The southern lesser bamboo lemur (Hapalemur meridionalis), also known as the southern bamboo lemur, rusty-gray lesser bamboo lemur, and southern gentle lemur, is a species of bamboo lemur endemic to southern Madagascar.

==Taxonomy==
It was originally considered to be a subspecies of the eastern lesser bamboo lemur (Hapalemur griseus), and is of similar size, but is darker and redder than the eastern lesser bamboo lemur, with a shorter tail and different vocalizations. The type locality is the forestry station of Mandena, and it is further supported as a separate species by recent mitochondrial DNA research. It is possible that hybridisation with H griseus occurs on the Andringitra Massif at altitudes of 1600 m.

==Distribution==
The precise distribution is not known but it is found in south-eastern Madagascar from the Mananara River south to Andohahela and up to an altitude of 1500 m. This species is found in three national parks; (Andohahela, Andringitra and Midongy du Sud), three special reserves (Kalambatritra, Manombo and Pic d' Ivohibe), Tsitongambarika Protected Area, and in the Mandena Conservation Zone.

==Ecology==
It is thought that this species is cathemeral, (i.e. it has sporadic and random intervals of activity during the day or night) and inhabits subtropical moist lowland and montane forests up to 1600 m. They live in groups of four to seven and sometimes there is more than one breeding female.
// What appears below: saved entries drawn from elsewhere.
Issue #71, opened 2017-11-21
Unexpected Panics


rkusa:
Hi,

I understand that rust-decimal panics in case of unrecoverable errors. However, Today I encountered two panics that seem odd.

```rust
    let rate = Decimal::new(19, 2);
    let part = rate / (rate + Decimal::new(1, 0));
    let result = Decimal::new(169, 0) * part; // panics
```

This will panic with `Multiplication underflowed`. However if I switch the operands (to `part * Decimal::new(169, 0)`), it does not panic anymore.

I tried to also fix this issue by rounding the `part` variable first, but this panicked as well:

```rust
    let rate = Decimal::new(19, 2);
    let part = rate / (rate + Decimal::new(1, 0));
    let part = part.round_dp(2); // panics
```

It panics with `Cannot have an exponent greater than 28 (29 > 28)`.

Thanks

paupino:
I think this is due to an incorrect assumption I made in terms of underflow vs rounding (i.e. here https://github.com/paupino/rust-decimal/blob/master/src/decimal.rs#L1624). Let me reproduce this in a test and see what I can do to fix it.

paupino:
(i.e. We're not losing precision if they're 0's)

paupino:
I've discovered the bug: it's in the division routine whereby we get an underflow in the division however don't attempt to resolve it there. I understand the problem now so will look to get out a solution as soon as I can. The result SHOULD be scale 9 however because we set underflow to true we keep it in an intermediary form (29). This is a shared issue in both simply because division _silently_ allows invalid scales at the moment.

rkusa:
Wow, Thanks a lot @paupino for investigating and fixing the issue!

PR #142, opened 2018-07-03
Add additional rounding strategies

### LINKED ISSUE #140: Add support for additional rounding strategies
Hi, first of all thanks for the library,I just started using it and the API is excellent, really easy to get started with :slightly_smiling_face: 

For my use case, I need to make use of the round half up rounding strategy, I was wondering if you were open to adding the ability to either:
 - use more than banker's rounding
 - provide a function that acts as the rounding strategy

I'm more than willing to attempt implementing this, I just wanted to see if it was something you were open to adding into the crate?

AndrewSpeed:
This PR implements the rounding strategies discussed in #140, namely `RoundingStrategy::RoundHalfUp` and `RoundingStrategy::RoundHalfDown`.

In order to do so, it maps the existing strategy to `RoundingStrategy::BankersRounding`.

Resolves #140

### DIFF
--- a/src/decimal.rs
+++ b/src/decimal.rs
@@ -555,13 +555,13 @@ impl Decimal {
             };
         }
 
+        let old_scale = self.scale();
+
         // return early if decimal has a smaller number of fractional places than dp
         // e.g. 2.51 rounded to 3 decimal places is 2.51
-        if self.scale() <= dp {
-            return *self
+        if old_scale <= dp {
+            return *self;
         }
-
-        let old_scale = self.scale();
 
         let mut value = [self.lo, self.mid, self.hi];
         let mut value_scale = self.scale();
--- a/src/decimal.rs
+++ b/src/decimal.rs
@@ -105,10 +105,13 @@ pub struct Decimal {
 ///
 /// `RoundingStrategy::BankersRounding` - Rounds toward the nearest even number, e.g. 6.5 -> 6, 7.5 -> 8
 /// `RoundingStrategy::RoundHalfUp` - Rounds up if the value >= 5, otherwise rounds down, e.g. 6.5 -> 7,
+/// `RoundingStrategy::RoundHalfDown` - Rounds down if the value =< 5, otherwise rounds up, e.g.
+/// 6.5 -> 6, 6.51 -> 7
 /// 1.4999999 -> 1
 pub enum RoundingStrategy {
     BankersRounding,
-    RoundHalfUp
+    RoundHalfUp,
+    RoundHalfDown
 }
 
 #[allow(dead_code)]
@@ -633,6 +636,14 @@ impl Decimal {
                     }
                     Ordering::Greater => {
                         // Doesn't matter about the decimal portion
+                        add_internal(&mut value, &ONE_INTERNAL_REPR);
+                    }
+                    _ => {}
+                }
+            },
+            RoundingStrategy::RoundHalfDown => {
+                match order {
+                    Ordering::Greater => {
                         add_internal(&mut value, &ONE_INTERNAL_REPR);
                     }
                     _ => {}
--- a/src/decimal.rs
+++ b/src/decimal.rs
@@ -100,6 +100,17 @@ pub struct Decimal {
     mid: u32,
 }
 
+/// `RoundingStrategy` represents the different strategies that can be used by
+/// `round_dp_with_strategy`.
+///
+/// `RoundingStrategy::BankersRounding` - Rounds toward the nearest even number, e.g. 6.5 -> 6, 7.5 -> 8
+/// `RoundingStrategy::RoundHalfUp` - Rounds up if the value >= 5, otherwise rounds down, e.g. 6.5 -> 7,
+/// 1.4999999 -> 1
+pub enum RoundingStrategy {
+    BankersRounding,
+    RoundHalfUp
+}
+
 #[allow(dead_code)]
 impl Decimal {
     /// Returns a `Decimal` with a 64 bit `m` representation and corresponding `e` scale.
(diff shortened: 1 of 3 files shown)


src/decimal.rs
```diff
@@ -514,116 +528,168 @@ impl Decimal {
...
+
+        // If the decimal_portion is zero then we round based on the other data
+        let mut cap = [5, 0, 0];
+        for _ in 0..(old_scale - dp - 1) {
+            mul_by_u32(&mut cap, 10);
+        }
+        let order = cmp_internal(&decimal_portion, &cap);
+
+
+        match strategy {
```
AndrewSpeed: I'm thinking about trying to refactor strategies into a trait, that way this crate can provide some default implementations, but users can extend it further if they wish to do so.

If this approach is taken, I think some additional methods would need to be exposed to make it possible for alternative strategies to be implemented.

tests/decimal_tests.rs
```diff
@@ -648,6 +648,275 @@ fn it_can_round_to_2dp() {
     assert_eq!("6.12", b.to_string());
 }
 
+#[test]
+fn it_can_round_to_2dp_using_bankers_rounding_strategy() {
+    let a = Decimal::from_str("6.12345").unwrap();
```
paupino: On a side note, I've been more inclined to use test arrays going forward simply because it makes it easier to add tests. I think you could do probably set up something similar here to set precedent:
```
using RoundingStrategy::*;
let tests = &[
    ("6.12345", 2, BankersRounding, "6.12"),
    ("6.126", 2, BankersRounding, "6.13"),
    // etc
];
for &(input, dp, strategy, expected) in tests {
    let a = Decimal::from_str(input).unwrap();
    let b = a.round_dp_with_strategy(dp, strategy);
    assert_eq!(expected, b.to_string());
}
```
The odd one out of course is the test marked `// Issue #71`. For this one it could have a separate combined test which iterates the various rounding strategies on this irrational number.

Of course I realize that you're reusing an existing pattern - it's just one I'd like to move away from at some stage in the future. Whether that's now or later is up for debate 😄

src/decimal.rs
```diff
@@ -514,116 +528,168 @@ impl Decimal {
...
-            // Short circuit for zero
-            if self.is_zero() {
-                return Decimal {
-                    lo: 0,
-                    mid: 0,
-                    hi: 0,
-                    flags: flags(self.is_sign_negative(), dp),
-                };
-            }
+        let old_scale = self.scale();
```
paupino: Any reason you do this after the previous comparison? As it is it just means the flags get evaluated twice.

src/decimal.rs
paupino: Interesting idea. I like the extensibility aspect of this - how would you ensure it remained ergonomic?

AndrewSpeed: Assuming you're talking about ergonomics for the method and/or trait, my thought was that we could have this method call out to a method defined on the trait e.g. `round_to_dp(n: u32)`, from there it's up to the strategy on _how_ to do the rounding.

This should give the solution the most flexibility, as the implementation won't know anything about the rounding, except that it returns a `Decimal`.

In summary, something like:
```rust
trait RoundingStrategy {...}

pub fn round_dp_with_strategy(&self, dp: u32, strategy: RoundingStrategy) -> Decimal {
  strategy.round_to_dp(self, dp)
}
```

Can you see any problems and/or concerns with that approach?

paupino: Playing it out from an integration perspective; are you thinking:
```
let number = dec!(1.2345);
let _ = number.round_with_strategy(2, BankersRoundingStrategy::default());
```

You could also feasibly invert this relationship also:
```
let number = dec!(1.2345);
let bankers_rounding = BankersRounding::with_dp(2);
let _ = bankers_rounding.round(number);
```

The problem I see with each is accessing/setting the internals effectively for efficiency. I think that at the moment, an `enum` is great for optimizing towards efficiency because it allows everything to be handled within the same scope. If another rounding strategy is required later on then it is feasible for someone to do this using the public API of the decimal type in an approach similar to the second example (at a small perf cost).

On a side note, the function name is starting to get quite long and since it'll become part of the public API is the perfect time to think about it. I've been trying to think of alternatives to assist with this but the best I can come up with is _maybe_ dropping the `_dp`. I'm still a little torn here... I'm definitely open to keeping it the same but if you think of something more succinct then I'm all ears!

AndrewSpeed: That's along the lines of what I was thinking of, however another alternative would be to set the rounding strategy when the decimal is created. `BankersRounding` would be the default, then the user could update it or use a specialised constructor like:

```rust
let number = Decimal::new_with_strategy(134, 2, Rounding::RoundHalfUp);
let rounded = number.round_dp(2);
```

This would eliminate the naming problem entirely 🙂 

I can definitely see where you're coming from, it'd be a trade-off of performance for flexibility, I'm just not sure what that impact would be, and whether it'd be worth it in the long run.

AndrewSpeed:
Sorry for the delay in updating this PR @paupino I've added the feedback you requested. Let me know if there's anything else that you'd like changed :slightly_smiling_face:

paupino:
Thank you @AndrewSpeed ! I see you refactored the `BankersRounding` and `RoundHalfUp` tests to use the array style which is looking great. `RoundHalfDown` tests are still in the old format though - could these be also switched over?

AndrewSpeed:
:+1: Will have a commit up to address that shortly

paupino:
Awesome, thank you for bearing with me through that PR! I'll merge these once the tests pass.

AndrewSpeed:
No problem at all, sorry for the delay between feedback and it being addressed, life happened and I got bogged down in other things :sweat_smile:

PR #147, opened 2018-09-14
Support const_fn

neoeinstein:
Makes a few of the decimal functions `const fn`, allowing the compiler to perform the appropriate action at compile time instead of needing to delay until runtime. Requires the nightly compiler and the `const_fn` feature gate. The functionality is gated behind the `const_fn` feature on this crate.


paupino:
Thanks for the contribution! 

It'd be great to capture the performance improvements within the PR that you've found from this change for reference. I've been following this feature quite closely also :) 

Since this changes behavior it'd also be useful to change the build so that we build with the feature and without the feature on nightly. Also, at the moment this feature can't co-exist with the `postgres` feature since this uses `lazy-static`. 

I'm happy to help with the build stuff if you want a hand getting this PR ready for merge.

paupino:
I'll relook at this PR early Dec once Rust 2018 lands. This feature will be stable so will try to get it in asap.

neoeinstein:
Now that 1.32 has landed, want me to clean this up to land? Probably fine to keep it behind a feature switch, or I can add a build step that automatically enables the feature of the compiler supports it.

paupino:
@neoeinstein That would be great thank you! Either way is ok with me.

neoeinstein:
Ok. This has been updated, and I've rebased on the current master. Tests pass, and I fixed the postgres feature as well. It now can build its table at compile time rather than as a lazy static. A test was added to verify that the resulting constant array matches the existing lazy-static array (I use `from_parts` for all of them as `new` can't yet be "`const`-ified".

PR #187, opened 2024-03-27
detect and filter incorrect fuzz drivers

happy-qop:
three types of cases are handled:
- driver that has no coverage increase
- false positives by crashing at INITED or first few rounds
- false positives by crashing at `LLVMFuzzerTestOneInput`

### DIFF
--- a/experiment/evaluator.py
+++ b/experiment/evaluator.py
@@ -32,13 +32,15 @@ from llm_toolkit import code_fixer
 LLM_FIX_LIMIT = 5
 
 LIBFUZZER_MODULES_LOADED_REGEX = re.compile(
-    br'^INFO:\s+Loaded\s+\d+\s+(modules|PC tables)\s+\((\d+)\s+.*\).*')
-LIBFUZZER_COV_REGEX = re.compile(br'.*cov: (\d+) ft:')
-LIBFUZZER_CRASH_TYPE_REGEX = re.compile(br'.*Test unit written to.*')
-CRASH_EXCLUSIONS = re.compile(br'.*(slow-unit-|timeout-|leak-|oom-).*')
+    r'^INFO:\s+Loaded\s+\d+\s+(modules|PC tables)\s+\((\d+)\s+.*\).*')
+LIBFUZZER_COV_REGEX = re.compile(r'.*cov: (\d+) ft:')
+LIBFUZZER_CRASH_TYPE_REGEX = re.compile(r'.*Test unit written to.*')
+CRASH_EXCLUSIONS = re.compile(r'.*(slow-unit-|timeout-|leak-|oom-).*')
+CRASH_STACK_WITH_SOURCE_INFO = re.compile(r'in.*:\d+:\d+$')
 
 OSS_FUZZ_COVERAGE_BUCKET = 'oss-fuzz-coverage'
 
+LLVM_SOURCE_PATH_PREFIX = '/src/llvm-project/compiler-rt'
 
 @dataclasses.dataclass
 class Result:
@@ -49,6 +51,9 @@ class Result:
   line_coverage_diff: float = 0.0
   coverage_report_path: str = ''
   reproducer_path: str = ''
+  # produces fp or no cov increase at all
+  is_driver_fuzz_err: bool = False
+  driver_fuzz_err: str = ''
 
   def dict(self):
     return dataclasses.asdict(self)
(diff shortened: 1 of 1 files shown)


experiment/evaluator.py
```diff
@@ -195,13 +201,81 @@ def check_target(self, ai_binary, target_path: str) -> Optional[Result]:
...
+          stack = []
+
+    if len(stack) > 0:
+      stacks.append(stack)
+
+    return stacks
+
+  def _parse_fuzz_cov_info_from_libfuzzer_logs(
+      self, lines) -> tuple[Optional[int], Optional[int], Optional[int]]:
+    """Parse cov of INITED & DONE, and round number from libFuzzer logs."""
```
DonggeLiu, line 230: nit: Parses

experiment/evaluator.py
```diff
@@ -195,13 +201,81 @@ def check_target(self, ai_binary, target_path: str) -> Optional[Result]:
...
+
+    for line in lines:
+      if line.startswith('#'):
+        # parse line starting with #int to get the round number
+        roundno = None
+        for ch in line:
+          if ch.isspace():
+            roundstr = line[1:line.index(ch)]
+            roundno = int(roundstr) if roundstr.isdigit() else None
+            break
```
DonggeLiu, line 241: Can we simplify this with regex? E.g.:
```python
match = re.search(r"\d+", line.strip())
roundno = int(match.group(0)) if match else None
```

experiment/evaluator.py
```diff
@@ -195,13 +201,81 @@ def check_target(self, ai_binary, target_path: str) -> Optional[Result]:
...
+    return initcov, donecov, lastround
+
+  def _stack_func_is_of_testing_project(self, stack_func: str) -> bool:
+    if not CRASH_STACK_WITH_SOURCE_INFO.match(stack_func):
+      # stack_func of linked binary with no source info
+      # TODO: check this?
+      return False
+    if LLVM_SOURCE_PATH_PREFIX in stack_func:
+      return False
+    return True
```
DonggeLiu, line 259: How about:
```python
return bool(CRASH_STACK_WITH_SOURCE_INFO.match(stack_func)) and LLVM_SOURCE_PATH_PREFIX not in stack_func
```

experiment/evaluator.py
```diff
@@ -195,13 +201,81 @@ def check_target(self, ai_binary, target_path: str) -> Optional[Result]:
...
     """Parse libFuzzer logs."""
+    lines = None
+    try:
+      fuzzlog = log_handle.read(-1)
+      # some driver crashes can mess up the libfuzzer output and raise exp
+      fuzzlog = fuzzlog.decode('utf-8', errors='ignore')
+      lines = fuzzlog.split('\n')
+    except MemoryError as _:
+      # some logs from abnormal drivers are too large to be parsed
+      return 0, 0, False, True, 'LOG_MESS_UP'
```
DonggeLiu, line 272: Could you please log this so that we can be aware of it? E.g.,
```python
    except MemoryError as e:
      # some logs from abnormal drivers are too large to be parsed
     logging.waring('%s is too large to parse: %s', log_handle.name, e)
      return 0, 0, False, True, 'LOG_MESS_UP'
```

experiment/evaluator.py
```diff
@@ -217,7 +291,34 @@ def _parse_libfuzzer_logs(self, log_handle) -> tuple[int, int, bool]:
         crashes = True
         continue
 
-    return cov_pcs, total_pcs, crashes
+    initcov, donecov, lastround = self._parse_fuzz_cov_info_from_libfuzzer_logs(
+        lines)
+
+    # NOTE: false positive crash will not be counted as crash
```
DonggeLiu, line 297: nit: Capitalise the first char after `:`, e.g., `# NOTE: False ...`.
Same below.

experiment/evaluator.py
```diff
@@ -217,7 +291,34 @@ def _parse_libfuzzer_logs(self, log_handle) -> tuple[int, int, bool]:
...
+
+    if crashes:
+      # FP case 1: driver crashes at init or first few rounds
+      if lastround is None or lastround <= 3:
```
DonggeLiu, line 301: nit: Global var for `3`, e.g., `EARLY_FUZZING_ROUND_THRESHOLD`.

DonggeLiu (commented):
Thanks for having this ready so quickly, @happy-qop!
I left a few minor nitpicking comment to help simplify the logic and unify coding style with the rest of the repo,  hope you would not mind : )

Please also correct me if I misinterpreted your code.

Would you prefer me to merge this now to start some quick experiments when you addressing this comments, or merge this after you have done so?

DonggeLiu (approved):
Wow, thanks for fixing this promptly!

experiment/evaluator.py
```diff
@@ -195,13 +205,78 @@ def check_target(self, ai_binary, target_path: str) -> Optional[Result]:
       traceback.print_exc()
       return None
 
-  def _parse_libfuzzer_logs(self, log_handle) -> tuple[int, int, bool]:
-    """Parse libFuzzer logs."""
+  def _parse_stacks_from_libfuzzer_logs(self, lines: list[str]) -> list[str]:
```
DonggeLiu, line 208: This return type should be `list[list[str]]` because `stacks` is a `list` of `stack` while each `stack` is a `list` of `str`.

experiment/evaluator.py
```diff
@@ -195,13 +205,78 @@ def check_target(self, ai_binary, target_path: str) -> Optional[Result]:
...
+          lastround = roundno
+          if 'INITED' in line:
+            initcov = int(line.split('cov: ')[1].split(' ft:')[0])
+          elif 'DONE' in line:
+            donecov = int(line.split('cov: ')[1].split(' ft:')[0])
+
+    return initcov, donecov, lastround
+
+  def _stack_func_is_of_testing_project(self, stack_frame: str) -> bool:
+    return bool(CRASH_STACK_WITH_SOURCE_INFO.match(stack_frame)) and (
```
DonggeLiu, line 258: This incurred the following error for the same reason as [the incorrect type above](https://github.com/google/oss-fuzz-gen/pull/187/files#r1546206543).
```python
    return bool(CRASH_STACK_WITH_SOURCE_INFO.match(stack_frame)) and (
                ^^^^^^^^^^^^^^^^^^^^^^^^^^^^^^^^^^^^^^^^^^^^^^^
TypeError: expected string or bytes-like object, got 'list'
```

Could you please fix this in a new PR (and branch)? Thanks!

experiment/evaluator.py
```diff
@@ -217,7 +292,33 @@ def _parse_libfuzzer_logs(self, log_handle) -> tuple[int, int, bool]:
...
+        # No cov line has been identified or only INITED round has been passed.
+        # This is very likely the false positive cases.
+        return cov_pcs, total_pcs, False, True, 'FP_CRASH_NEAR_INIT'
+
+      # FP case 2: 1st func of the 1st thread stack is in driver.
+      crash_stacks = self._parse_stacks_from_libfuzzer_logs(lines)
+      for stack_frame in crash_stacks[:1]:
+        if self._stack_func_is_of_testing_project(stack_frame):
+          if 'LLVMFuzzerTestOneInput' in stack_frame:
+            return cov_pcs, total_pcs, False, True, 'FP_CRASH_IN_DRIVER'
```
oliverchang, line 312: Could we replace these with Python enums? https://docs.python.org/3/library/enum.html 

@DonggeLiu

experiment/evaluator.py
```diff
@@ -195,13 +205,78 @@ def check_target(self, ai_binary, target_path: str) -> Optional[Result]:
...
       return None
 
-  def _parse_libfuzzer_logs(self, log_handle) -> tuple[int, int, bool]:
-    """Parse libFuzzer logs."""
+  def _parse_stacks_from_libfuzzer_logs(self, lines: list[str]) -> list[str]:
+    """Parse stack traces from libFuzzer logs."""
+    # There can have over one thread stack in a log.
+    stacks = []
+
+    # A stack -> a sequence of stack frame lines.
```
oliverchang, line 213: @DonggeLiu  we should add a TODO here to use our stack parsing from ClusterFuzz here instead, which is more tested and can do things like skipping inlined/common C lib functions.

oliverchang (commented):
thank you so much for this contribution!

experiment/evaluator.py
DonggeLiu: Ah, yes good point. Thanks!

experiment/evaluator.py
DonggeLiu: Yep! I presume this is the one?
https://github.com/google/clusterfuzz/blob/698d0bc6dba09b7af8d5acf3fe0941e909e43d57/src/clusterfuzz/_internal/crash_analysis/stack_parsing/stack_parser.py

@happy-qop Would you mind helping me add this in your new PR, given it is ready? Thanks!
```
# TODO (dongge): Use stack parsing from ClusterFuzz.
```

DonggeLiu: Amazing, thanks sooooo much!

DonggeLiu: How about addressing this under the same PR #198?
For example, having a new branch of the current [`stacktrace-fixing-exp`](https://github.com/google/oss-fuzz-gen/tree/stacktrace-fixing-exp) and merge it to #198 once it is ready.
Then we can run further experiments from there.

PR #190, opened 2024-03-28
Parse clang diagnostic format text to regex

cjx10:
TODO:

- [x] lint
- [x] docstring
- [ ] use regex to extract error in build log


DonggeLiu (commented):
Closing this as discussed.
This could be useful in the long term if we need very fine-grained and formal error names, but it's a bit too heavy-weighted for us at the moment. Let's come back to this if we need to summarise the formal regexes of each error category to minimize false positives/negatives when capturing errors.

Latrine behaviour has been observed where adults urinate, in turn, at specific sites followed by juveniles – it is thought this behaviour could be territorial or has some other communication function. In Madena forest groups forage on the ground eating various grasses in areas of sparse tree cover and swamps, and have also been observed in reed beds along the estuaries of Evahtra.

==Conservation==
The southern lesser bamboo lemu is listed by the Convention on International Trade in Endangered Species of Wild Fauna and Flora (CITES) on Appendix 1 and the International Union for Conservation of Nature (IUCN) categorise this species as vulnerable.